**Task material:**
******

Issue #1416, opened 2023-04-03
GIS Analysis History


elliottSlee:
As an analyst, admin, or data team member
I want to see which GIS analysis outputs changed in the history of a project
So that I can understand the story of it and make informed judgments during negotiations and announcements

**Description:**
This card is about showing the history of GIS analysis data that's input with a JSON in #1142

# Acceptance Criteria:
- [x] On GIS analysis import success page, show # new, # updated, and # that will be ignored because they're the same
- [x] On GIS analysis import success page show the CCBC ID's under each of the categories "#New", "#updated", "#unchanged".
- [x] By default, toggle is closed toggle arrow is https://fontawesome.com/icons/chevron-right?f=classic&s=solid
- [x] Click on toggle arrow and it turns (e.g., css `transform: rotate(90deg);`) and div containing all CCBC IDs slides down
- [x] On History page, if it's the first time a GIS analysis is uploaded for the project, show just the new values, stating `<User> uploaded the first **GIS analysis** on <mmm dd, yyyy at hhmm am/pm>`
- [x] On History page, if. the GIS analysis is updated for the project, show both the new & old values, stating `<User> updated **GIS analysis** on <mmm dd, yyyy at hhmm am/pm>` -  Reason for change will be in another ticket that follows this one

## GIS Import Success

**Screen**
![image.png](https://images.zenhubusercontent.com/61ae5dab07758299775d9d78/ebf05ece-ad61-43a3-8e45-5f884d55785a)
[**Wireframe**](https://www.figma.com/file/nhOquOVmWD1P3BxEY0KIh5/CCBC-Intake?node-id=11144-100458&t=gNmtoHECWRA0rRbj-4)

## History page

**First time**
![image.png](https://images.zenhubusercontent.com/61ae5dab07758299775d9d78/4dece34c-8da9-4b18-9e28-5a049f311cc5)
**Updates**
![image.png](https://images.zenhubusercontent.com/61ae5dab07758299775d9d78/b74901e2-786a-4b0e-9e87-df0977f516a5)

**Page Behaviours**

- [ ] .
- [ ] .
- [ ] .

**Validations**

- [ ] .
- [ ] .
- [ ] .

**Actions**

- [ ] .
- [ ] .
- [ ] .

### Not included:
- [ ] Reason for change - will be part of a new ticket

## Implementation Details
- **DB:**
  - .
  - .
- **Middleware:**
  - .
  - .
- **Frontend:**
  - .
  - .
[...]

PR #1542, opened 2023-05-09
feat: gis analysis history

rafasdc:
Implements #1416


app/components/DiffTable.tsx
```diff
@@ -20,23 +20,26 @@ const StyledTable = styled.table`
   }
 `;
 
-const format = (value) => {
-  if (typeof value === 'number') {
+const format = (value, type) => {
+  if (typeof value === 'number' && type === 'number') {
     return formatMoney(value);
   }
   if (typeof value === 'boolean') {
```
AntBush, line 27: I know it's late in the game concerning this component, but this file is quite large and has many conditions and doesn't have any comments. Obviously not needed for this ticket but something we should do in the future.

AntBush (approved):
Looks good! Small comment about the DiffTable but not related to this feature

app/components/DiffTable.tsx
rafasdc: Agreed, I'll create a small ticket for it 👍

Issue #1395, opened 2023-03-27
1131 - Record Announcements - Read and Delete Announcement


AntBush:
DB Stuff:

- [x] Create a delete mutation that takes in an announcement and CCBC ID and archives that ccbc_public.application_announcement
- [x] Create a computed column for the ccbc_public.application that will display all non-archived ccbc_public.announcement that are relevant to it. 
  - [x] May not even need to with the filter by null ticket and the many to many plugin we're already using - requires some tests and checks

## Delete Announcement

**Screen**
![image.png](https://images.zenhubusercontent.com/61ae5dab07758299775d9d78/baa9cc86-2d73-4d73-9a17-c308aa24dda9)
- [x] Clicking red X beside an announcement opens the modal
- [x] In the modal, clicking "Delete from all projects" removes the announcement from all projects that are linked including the current one
- [x] In the modal, clicking "Remove from this project" will remove the announcement from the current project but it will remain for all other projects linked to it.
- [x] In the modal, clicking "Cancel" or the X closes the modal with no changes made.

## Not included
~- [ ] clicking on 'and more' shows all the CCBC IDs in some way (TBD)~

MarsRomer:
Hey team! Please [add your planning poker estimate](https://app.zenhub.com/workspaces/CCBC---Delivery-Board-61c0c1204c8bcb001491c5f3/issues/bcgov/CONN-CCBC-portal/1395?planning-poker) with Zenhub @AntBush @marcellmueller @rafasdc @VB-at-Bis

PR #1543, opened 2023-05-10
feat: delete announcement

VB-at-Bis:
Implements #1395


marcellmueller (commented):
This is working well, except when I click 'Remove from this project' it removes the announcement from all projects.

PR #1553, opened 2023-05-11
feat: do not include the ccbc id of your own application

AntBush:
I noticed a quirk in the announcements form. Right now, if you've added a project to an announcement (so in the dev data, if you're on CCBC-010001 and you've added CCBC-010003) you'll see the added project in its own project. 

I've changed it so that it always adds its own ccbcNumber as the value, and additionally removes the reference to itself in the success toast and in the autocomplete.


VB-at-Bis (approved):
Looks safe

PR #1558, opened 2023-05-15
fix: toast renders on each save

AntBush:
Implements # 1529

### DIFF
--- a/app/components/Analyst/Project/Announcements/AnnouncementsForm.tsx
+++ b/app/components/Analyst/Project/Announcements/AnnouncementsForm.tsx
@@ -195,9 +195,11 @@ const AnnouncementsForm = ({ query }) => {
   const removeSelfReference = (ccbcList: Array<any>) => {
     return ccbcList.filter((ccbcId) => ccbcId.ccbcNumber !== ccbcNumber);
   };
+  const handleUpdateToastKey = () => {
+    setToastKey((key) => key + 1);
+  };
 
   const handleSubmit = () => {
-    setToastKey((key) => key + 1);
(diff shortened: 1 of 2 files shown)


app/components/Analyst/Project/Announcements/AnnouncementsForm.tsx
```diff
@@ -194,6 +195,9 @@ const AnnouncementsForm = ({ query }) => {
   const removeSelfReference = (ccbcList: Array<any>) => {
     return ccbcList.filter((ccbcId) => ccbcId.ccbcNumber !== ccbcNumber);
   };
+  const handleUpdateToastKey = () => {
+    setToastKey((key) => key + 1);
+  };
 
   const handleSubmit = () => {
     hiddenSubmitRef.current.click();
```
marcellmueller, line 203: Nice work on this toast, it looks great.

I think this solution is slightly overcomplicated. I think we can simply set `updatedCcbcItems` to null at the top of the `handleSubmit`?
```suggestion
  const handleSubmit = () => {
    setUpdatedCcbcItems(null);
    hiddenSubmitRef.current.click();
```

AntBush: Worked perfectly! Much better than my convoluted method

AntBush:
> I am getting an error on announcements that don't have any additional projects (ccbc numbers) added to them:
> 
> Screenshot 2023-05-15 at 8 17 17 AM

Fixed the error

marcellmueller (approved):
🚢

Issue #1504, opened 2023-04-27
show application history row only when something changed


rafasdc:
As an analyst
I want the application form to not allow me to click save when I don't make a change
So that I don' t see unnecessary  history changes

**Description:**
An analyst can edit a section of the application, click save without modifying anything and a new history row will be created and shown under application history. 

Intention is to not show this history at all on the history page; alternatively an empty save could be disallowed. 

The analyst can also save without a change reason. 

# Acceptance Criteria:
- [x] Save button is actually unclickable and text reads 'Saved' until user makes an edit

# Not included:
Fixing past 'Save' clicks that didn't change any data

**Screen**

[wireframe 1]
[wireframe 2]

- [ ] .

**Page Behaviours**

- [ ] .
- [ ] .
- [ ] .

**Validations**

- [ ] .
- [ ] .
- [ ] .

**Actions**

- [ ] .
- [ ] .
- [ ] .

### Not included:
- .
- .

## Implementation Details
- **DB:**
  - .
  - .
- **Middleware:**
  - .
  - .
- **Frontend:**
  - .
  - .
- **Tests:**
  - .
  - .
- **Documentation:**
  - .
  - .

MarsRomer:
Hey team! Please [add your planning poker estimate](https://app.zenhub.com/workspaces/CCBC---Delivery-Board-61c0c1204c8bcb001491c5f3/issues/bcgov/CONN-CCBC-portal/1504?planning-poker) with Zenhub @AntBush @marcellmueller @rafasdc @VB-at-Bis

PR #1559, opened 2023-05-15
1504 application history row

marcellmueller:
- feat: only allow save when edit application data has changed
- test: add test for edit application save button

Implements #1504


AntBush (approved):
Works well! :shipit:

PR #1570, opened 2023-05-16
fix: ccbc id widget invisible colour

marcellmueller:
I'm unsure what the purpose of that code I removed here was...and I wrote it 😅 Though it seems to be working great now.


AntBush (approved):
Easy fix!

PR #1571, opened 2023-05-16
1562 announcement validation

marcellmueller:
- fix: datepicker and select widget error clearing
- fix: url widget error clearing

Implements # \<issue number\>


AntBush (approved):
🚀

PR #1572, opened 2023-05-16
feat: change ui element titles and allow multiple

AntBush:
Implements # 1370

### DIFF
--- a/app/lib/theme/components/FileComponent.tsx
+++ b/app/lib/theme/components/FileComponent.tsx
@@ -12,6 +12,7 @@ const StyledContainer = styled('div')`
   border: 1px solid rgba(0, 0, 0, 0.16);
   border-radius: 4px;
   padding: 16px;
+  flex-wrap: wrap-reverse;
 `;
 
 const StyledDetails = styled('div')`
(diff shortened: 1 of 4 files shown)


marcellmueller (commented):
I noticed that the upload button jumps to the other side when you upload with this change. What do you think about enabling this with a `ui:option` flag then setting `flex-direction: column-reverse` maybe with a bit of a padding under the button?

AntBush:
> I noticed that the upload button jumps to the other side when you upload with this change. What do you think about enabling this with a `ui:option` flag then setting `flex-direction: column-reverse` maybe with a bit of a margin under the button?

Yeah I noticed in the happo screens. I added the `ui:option` flag, but I didn't put a margin under the button, I'll go ahead and do that!

app/lib/theme/components/FileComponent.tsx
```diff
@@ -184,6 +194,7 @@ const FileComponent: React.FC<FileComponentProps> = ({
       </StyledDetails>
       <div>
         <StyledButton
+          addBotttomMargin={wrap}
```
marcellmueller, line 197:
```suggestion
          addBottomMargin={wrap}
```

marcellmueller (approved):
Thanks, nice work! I noticed 1 minor issue that caused the margin to not work though other than that this is great!

app/lib/theme/components/FileComponent.tsx
AntBush: <s>The extra t is for Tony</s> Fixed!

PR #1577, opened 2023-05-17
feat: workflow to create release PR on merge to main

AntBush:
Implements a job to recreate the release PR whenever a merge to main is done

### DIFF
--- a/.github/workflows/main.yaml
+++ b/.github/workflows/main.yaml
@@ -56,6 +56,16 @@ jobs:
           git branch -D chore/release || true
           git push origin --delete chore/release || true
           git checkout -b chore/release
+      - name: Close Previous PRs
+        uses: actions/github-script@v4
+        with:
+          github-token: ${{ secrets.GITHUB_TOKEN }}
+          script: |
+            const { owner, repo } = context.repo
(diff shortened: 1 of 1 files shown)


marcellmueller (commented):
The code looks fine but can you please explain the idea behind it. Are we now creating a release every single time we merge a PR to main? What about when the release branch gets merged to main?

Sorry I'm sure it's fine I think I am just missing something.

AntBush:
> The code looks fine but can you please explain the idea behind it. Are we now creating a release every single time we merge a PR to main? What about when the release branch gets merged to main?
> 
> Sorry I'm sure it's fine I think I am just missing something.

Yeah! No worries. 

The code does create a release PR every time we merge a PR to main. When a PR is merged in, the code deletes the old chore/release branch and recreates a new chore/release branch/pr to keep a release PR ready. So whenever we want to create a release, it's ready for us rather than one of the devs needing to initiate the process. Just a way to eliminate toil was the goal. 

The release branch would also recreate a PR for a new release

marcellmueller (approved):
Sweet, thanks for the explanation. I kind of wish it wouldn't create one when a new release got merged but it's not the end of the world.

PR #1580, opened 2023-05-17
feat: change link color to white

AntBush:
Implements # 1529 White text on sucess toast links


marcellmueller (approved):
Nice work. One thing I noticed (unrelated to this ticket) though is the tooltip cuts off at the bottom of the screen. Maybe we should move the success toast up a bit?

AntBush:
> Nice work. One thing I noticed (unrelated to this ticket) though is the tooltip cuts off at the bottom of the screen. Maybe we should move the success toast up a bit?

Good point, yeah we can move it up some pixels. Will just use the large spacing instead

PR #1587, opened 2023-05-17
1491 crunchy postgres helm

marcellmueller:
- refactor: replace postgresCluster chart with crunchy-postgres
- feat: update crunchy-postgres name override
- fix: add crunchy postgres name override value
- fix: helm subchart name issue
- test: deployment

Implements # \<issue number\>


helm/app/values-prod.yaml
```diff
@@ -11,23 +11,18 @@ resources:
...
-  requests:
-    cpu: 250m
-    memory: 16Mi
-  limits:
-    cpu: 250m
-    memory: 32Mi
+proxy:
+  pgBouncer:
+    requests:
+      cpu: 250m
```
rafasdc, line 17: suggest cpu request be 100m or less

marcellmueller: Sorry I missed this message. Did you think it should be `1m` like we have for the rest in `values.yaml`? Also the app requests just above this are the same as the limits as well at `500m`, should I update that?

helm/app/values.yaml
```diff
@@ -159,3 +102,85 @@ loadTest:
...
+  postgresVersion: 14
+  instances:
+    name: hippo-ha # high availability
+    replicas: 3
+    dataVolumeClaimSpec:
+      storage: 2Gi
+      storageClassName: netapp-block-standard
+    requests:
+      cpu: 1m
+      memory: 1Gi
```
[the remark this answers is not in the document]
marcellmueller: Fixed.

helm/app/values-prod.yaml
rafasdc: Should be fine at `1m - 10m` and yes, we should update that one as well if you haven't already. The intention is that the pod is "burstable" and we are being good community members by just requesting ~average the usage and setting the limit to allow it to burst during "high" traffic or expensive transactions.

marcellmueller: Sounds good. Yeah that is what we have been doing though I can't remember why, Alec and I changed the prod values to increase the requests hoping it would solve some issue though I will revert it.

rafasdc (approved):
I think we are good to merge this in, it looks it will solve the PDB issue, we'll likely just have to remove the extra ones.

marcellmueller:
> I think we are good to merge this in, it looks it will solve the PDB issue, we'll likely just have to remove the extra ones.

Sounds good thanks!

Issue #1549, opened 2023-05-11
SOW - Auto Import Tab 2


MarsRomer:
As an analyst
I want the SOW data to be auto populated in the database
So that I can do a better job of administering and announcing the project

**Description:**
This ticket is for the auto import of just TAB 2 of the SOW worksheet
[SOW template with yellow highlighted fields for import](https://bcgov.sharepoint.com/:x:/r/teams/04708-ScrumTeam/Shared%20Documents/Scrum%20Team/UBF-AA-00000-SOW_tbl_New_Jan12_2023%20-%20Justin%202023-04-26%20(1).xlsx?d=w45fcb100f15a489c866d10d89400ef6a&csf=1&web=1&e=9f0Grs)

[Sample Data](https://bcgov.sharepoint.com/:x:/r/teams/04708-ScrumTeam/Shared%20Documents/Scrum%20Team/CCBC-020118%20-%20Statement%20of%20Work%20Tables%20-%2020230517.xlsx?d=w3793701bcabb40669f342c7c049634ce&csf=1&web=1&e=LYO8A7)

[POC](https://github.com/bcgov/CONN-CCBC-portal/compare/main...1369-import-sow-data-from-excel)

# Acceptance Criteria:
- [x]  Yellow highlighted data in SOW xls Tab 2 is auto populated in database when imported using the portal (separate ticket for UI component)
- [x]  SOW Tab 2 data is available in parsed format in a metabase query in separate columns so that it's easy to use.

**Validations**

- [x] Milestones dates are stored as dates
- [ ] .
- [ ] .

### Not included:
- .
- .

## Implementation Details
- **DB:**
  - .
  - .
- **Middleware:**
  - .
  - .
- **Frontend:**
  - .
  - .
- **Tests:**
  - .
  - .
- **Documentation:**
  - .
  - .

MarsRomer:
Hey team! Please [add your planning poker estimate](https://app.zenhub.com/workspaces/CCBC---Delivery-Board-61c0c1204c8bcb001491c5f3/issues/bcgov/CONN-CCBC-portal/1549?planning-poker) with Zenhub @AntBush @marcellmueller @rafasdc @VB-at-Bis

MarsRomer:
I am not sure if I am seeing this data in metabase
![image.png](https://images.zenhubusercontent.com/63c8370399512153492c8e97/007d1b38-ee7d-404b-b949-fb14c8018203)

AntBush:
[...]

Issue #1533, opened 2023-05-09
SOW - Auto-import SUMMARY tab


MarsRomer:
As an analyst
I want the SOW data to be auto populated in the database
So that I can do a better job of administering and announcing the project

**Description:**
This ticket is to import the yellow highlighted data in SUMMARY tab of the SOW xls
[SOW template with yellow highlighted fields for import](https://bcgov.sharepoint.com/:x:/r/teams/04708-ScrumTeam/Shared%20Documents/Scrum%20Team/UBF-AA-00000-SOW_tbl_New_Jan12_2023%20-%20Justin%202023-04-26%20(1).xlsx?d=w45fcb100f15a489c866d10d89400ef6a&csf=1&web=1&e=9f0Grs)

[Sample Data](https://bcgov.sharepoint.com/:x:/r/teams/04708-ScrumTeam/Shared%20Documents/Scrum%20Team/CCBC-020118%20-%20Statement%20of%20Work%20Tables%20-%2020230517.xlsx?d=w3793701bcabb40669f342c7c049634ce&csf=1&web=1&e=LYO8A7)

[POC](https://github.com/bcgov/CONN-CCBC-portal/compare/main...1369-import-sow-data-from-excel)

# Acceptance Criteria:
- [x] Yellow highlighted data in SOW xls SUMMARY tab is auto populated in database when imported using the portal (separate ticket for UI component)
- [x] SOW SUMMARY data is available in parsed format in a Metabase query in separate columns so that it's easy to use.
- [x] The following field names are the same in the database project table as they are in the application form table (`form_data`)

| Excel file             | form_data          |
|------------------------|--------------------|
| Applicant name         | organizationName   |
| Project title          | projectTitle       |
| Application number     | ccbc_number        |
| Backbone technologies  | backboneTechnology |
| Last mile technologies | lastMileTechnology |

**Validations**

- [x] CCBC ID format matches ours

### Not included:
- Check that CCBC ID matches the application it's being uploaded to

## Implementation Details
- **DB:**
  - .
  - .
- **Middleware:**
  - .
  - .
- **Frontend:**
  - .
  - .
- **Tests:**
  - .
  - .
- **Documentation:**
  - .
  - .

MarsRomer:
[...]

PR #1604, opened 2023-05-19
feat: import sow

VB-at-Bis:
Implements #1549


app/package.json
```diff
@@ -90,7 +90,8 @@
     "relay-runtime": "^13.2.0",
     "styled-components": "^5.3.5",
     "typography": "^0.16.21",
-    "validator": "^13.9.0"
+    "validator": "^13.9.0",
+    "xlsx": "https://cdn.sheetjs.com/xlsx-0.19.3/xlsx-0.19.3.tgz"
```
AntBush, line 94: Probably better to just use the npm registry rather than the CDN here, atl east for consistency's sake

app/backend/lib/sow-upload.ts
```diff
@@ -0,0 +1,89 @@
...
+
+  const filename = Object.keys(files)[0];
+  const uploaded = files[filename]; 
+
+  const buf = fs.readFileSync(uploaded.filepath);
+  const wb = XLSX.read(buf); 
+
+  // check if we have all needed worksheets
+  let missingSheet = '';
+  sheetNames.forEach(x=>{
```
AntBush, line 48: Probably should have a better name for the variable here

Maybe something like: 
```suggestion
  sheetNames.forEach(sheet =>{
```

app/backend/lib/sow-upload.ts
```diff
@@ -0,0 +1,89 @@
...
+      if(wb.SheetNames.indexOf(x) === -1) {
+        missingSheet = x;
```
AntBush, line 50: Not a huge issue, but if there multiple missing sheets we will only get one here

app/backend/lib/sow_import/tab_2.ts
```diff
@@ -0,0 +1,78 @@
...
+      }  
+      if (tableDetected) { 
+          validLine = sheet[row]['O'] && typeof(sheet[row]['O']) === 'string'; 
+          value = sheet[row]['O'];
+          // now reading line
+          if (validLine && (value === 'Complete')) {
+            const lineData = 
+            {  
+              entryNumber: sheet[row]['A'], 
+              projectSiteName: sheet[row]['B'],
```
AntBush, line 40: Something to check with @elliottSlee, part of the acceptance criteria is that any data that refers to the same json key in the application form data should be the same

AntBush (commented):
Only one small change with the package.json I'd say is absolutely necessary. Also running prettier would be appreciated

app/backend/lib/sow_import/tab_2.ts
VB-at-Bis: yes, #1533 mentions other fields, nothing about projectSiteName

AntBush: Sorry projectSiteName was just a random one I decided to use for commenting on this part here. I'm also not sure here either if any of these are duplicated in the application data though. Probably not but wouldn't be a bad idea checking in with Elliot

app/package.json
VB-at-Bis: I had to use cdn - see https://docs.sheetjs.com/docs/getting-started/installation/nodejs/

> Older releases are technically available on the public npm registry as xlsx, but the registry is out of date. The latest version on that registry is 0.18.5
> This is a known registry bug

app/backend/lib/sow-upload.ts
VB-at-Bis: I guess we'll handle all validations in some other ticket - we discussed that we will have one pass to validate file and return list of all errors, and second pass to actually import in DB. This ticket is all about import.

app/backend/lib/sow-upload.ts
VB-at-Bis: Updated as suggested

app/package.json
AntBush: Ah sorry didn't know this, thanks for letting me know!

AntBush (approved):
Good stuff!

PR #1620, opened 2023-05-25
fix: handle links without protocol

rafasdc:
Bug fix for announcements link previews.

Implements # \<issue number\>


VB-at-Bis (approved):
Looks safe

PR #1623, opened 2023-05-25
1544 sow data input ui

marcellmueller:
- feat: add project_information_data table
- feat: add create project information db mutation
- feat: add computed column application_project_information

Implements # \<issue number\>


rafasdc:
Looks pretty good, just noticed the following:
- When you go cancel the files disappear from the "read only" if you refresh the page they reappear. 
- When you go cancel the files you had previously uploaded disappear from the "read only" view, if you click edit one more time and then "save & import" everything gets reset.

marcellmueller:
> Looks pretty good, just noticed the following:
> 
> * When you go cancel the files disappear from the "read only" if you refresh the page they reappear.
> * When you go cancel the files and info you had previously entered disappear from the "read only" view, if you click edit one more time and then "save & import" everything gets reset/overwritten.

Nice catch thanks, it should be good now. I was completely resetting the form data on cancel instead of replacing with the old data if it existed, as well as had to update the relay store on save.

rafasdc (approved):

PR #1627, opened 2023-05-29
feat: import tab 1

AntBush:
Implements # 1548


app/backend/lib/sow_import/tab_1.ts
```diff
@@ -1,34 +1,146 @@
...
-   
+const LoadTab1Data = async (sow_id, wb, sheet_name, req) => {
+  const data = readData(sow_id, wb, sheet_name);
+  const input = { input: { sowId: sow_id, jsonData: data } };
   // time to persist in DB
-  const result = await performQuery(createSomeMutation, {input: data}, req)
-  .catch((e) => {
-    return { error: e };
-  });
+  const result = await performQuery(createSomeMutation, input, req).catch(
```
VB-at-Bis, line 137: should it be `tab1Mutation` ?

app/tests/backend/lib/sow_tab_1.test.ts
```diff
@@ -0,0 +1,105 @@
...
+    if (BOOLEAN_KEYS.includes(key)) {
+      rowData[key] = 'Yes';
+    } else {
+      rowData[key] = `Value_${index}`;
+    }
+  });
+  return rowData;
+};
+
+describe('sow_tab_1 parsing tests', () => {
```
VB-at-Bis, line 33: maybe we need to check if graphql mutation was called with expected input?
i.e. check https://github.com/bcgov/CONN-CCBC-portal/pull/1604/files#diff-97d71ed34fde88b1575c5db66b79a727bcb0edb0c96b6ff57a4594ad53894774R33

VB-at-Bis (commented):
Please see comments inline

app/tests/backend/lib/sow_tab_1.test.ts
AntBush: Added!

app/backend/lib/sow_import/tab_1.ts
AntBush: Good call, changed it

PR #1631, opened 2023-05-29
1551-Auto-import SoW tab 8

VB-at-Bis:
Implements #1551


marcellmueller (approved):
Nice work! This is working well.

Issue #1632, opened 2023-05-30
SoW upload - Validation - Backend 


VB-at-Bis:
sow-upload.ts should return validation errors to be used by Front End to display to the user as described in [#1617](https://app.zenhub.com/workspaces/ccbc---delivery-board-61c0c1204c8bcb001491c5f3/issues/gh/bcgov/conn-ccbc-portal/1617)

MarsRomer:
Validations will be PO reviewed with #1617 since this is a back end ticket

PR #1646, opened 2023-05-31
feat: validate-only mode for sow-upload

VB-at-Bis:
Implements #1632
- sow-import now accepts ?validate=true parameter and performs file parsing/validation without calls to DB


AntBush (approved):
Looks good!

PR #1647, opened 2023-05-31
fix: receive application attachment spread application bug

marcellmueller:
Implements # \<issue number\>


AntBush (approved):
Looks good!

PR #1657, opened 2023-06-02
feat/project information feature flag

marcellmueller:
Add a feature flag for project information. 

Also snuck in a small improvement to the file widget which allows a file of the same name to be reuploaded if the upload fails. This has always been a thing with our file widget, or anything using html file input but especially noticeable here if someone was say uploading a SoW excel with the wrong CCBC number.


VB-at-Bis (approved):
Looks safe

Issue #79, opened 2016-03-31
Send "Content-Type": "application/json; charset=utf-8" by default


nucleartide:
Hey folks, first of all great job with the library :)

So I notice that ember-ajax sends data with a content type of `application/x-www-form-urlencoded` by default. Since sending JSON is so common, would you think it's a good idea for `application/json` to be the default content type instead? (Like in [superagent](https://visionmedia.github.io/superagent/#post-/-put-requests).)

For example, instead of this:

```js
this.get('ajax').post(url, {
  contentType: 'application/json; charset=utf-8',
  data: JSON.stringify({
    hello: 'world',
    foo: 'bar'
  })
}
```

You could do something like this:

```js
this.get('ajax').post(url, {
  data: {
    hello: 'world',
    foo: 'bar'
  }
})
```

I'm thinking it would just cut down on some boilerplate. What do you think?

alexlafroscia:
I'm absolutely in favor of doing this.  It might break some people's default behavior though, if they're relying on the fact that the default `contentType` is the same as what `jQuery` uses.  I agree completely that `application/json` is a more sensible default, though.

If you'd like to submit a PR for this in the next day or so (with a test) then I'd like to pull that in before the 2.0 release, which has some other breaking changes.  Because of the breaking nature of the change, though, if it doesn't make it into 2.0 (which we're planning to make official _very_ soon) then it would have to wait until 3.0.

timkendall:
Just ran into this myself. Would be nice if we had a way to just set this when we extend the `ajax` service.

cqcsobreyra:
Just wanted to share an idea for a quick dirty fix how to achieve default options for those who might find it useful. In the ajax service you could do something like

```
import Ember from 'ember';
import AjaxService from 'ember-ajax/services/ajax';

export default AjaxService.extend({
    configuredRequest(url, options){
        var defaultOptions = {
            cache: false,
            contentType: 'application/json; charset=UTF-8',
            processData: false
        }

        if (options) {
            $.extend(defaultOptions, options);
        }
        this.request(url, options);
    }
});

```
And then just call this.get('ajax').configuredRequest('/yoururl', yourOptions);

zeiv:
[...]

PR #116, opened 2016-06-05
Add service property for default contentType

alexlafroscia:
This PR is closesly related to #79.  Since going and changing the default content type would be a breaking change, we're planning to make that happen for version `3.0`.  For the time being, this PR allows the service to set a `contentType` property that will be used by default, which itself defaults to the same value that jQuery itself would use.  This makes the default value much more explcit, which will hopefully help mitigate errors due to the default not being clear, as well as provides a clear pathway for changing the default value in the next major version.

### DIFF
--- a/addon/mixins/ajax-request.js
+++ b/addon/mixins/ajax-request.js
@@ -76,6 +76,17 @@ if (testing) {
 
 export default Mixin.create({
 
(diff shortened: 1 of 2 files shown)


taras:
LGTM +1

******

**Instructions for the task:**
Search each line of the data above for "could", and copy the lines where it occurs.

**Exercise output:**
Intention is to not show this history at all on the history page; alternatively an empty save could be disallowed. 
You could do something like this:
Just wanted to share an idea for a quick dirty fix how to achieve default options for those who might find it useful. In the ajax service you could do something like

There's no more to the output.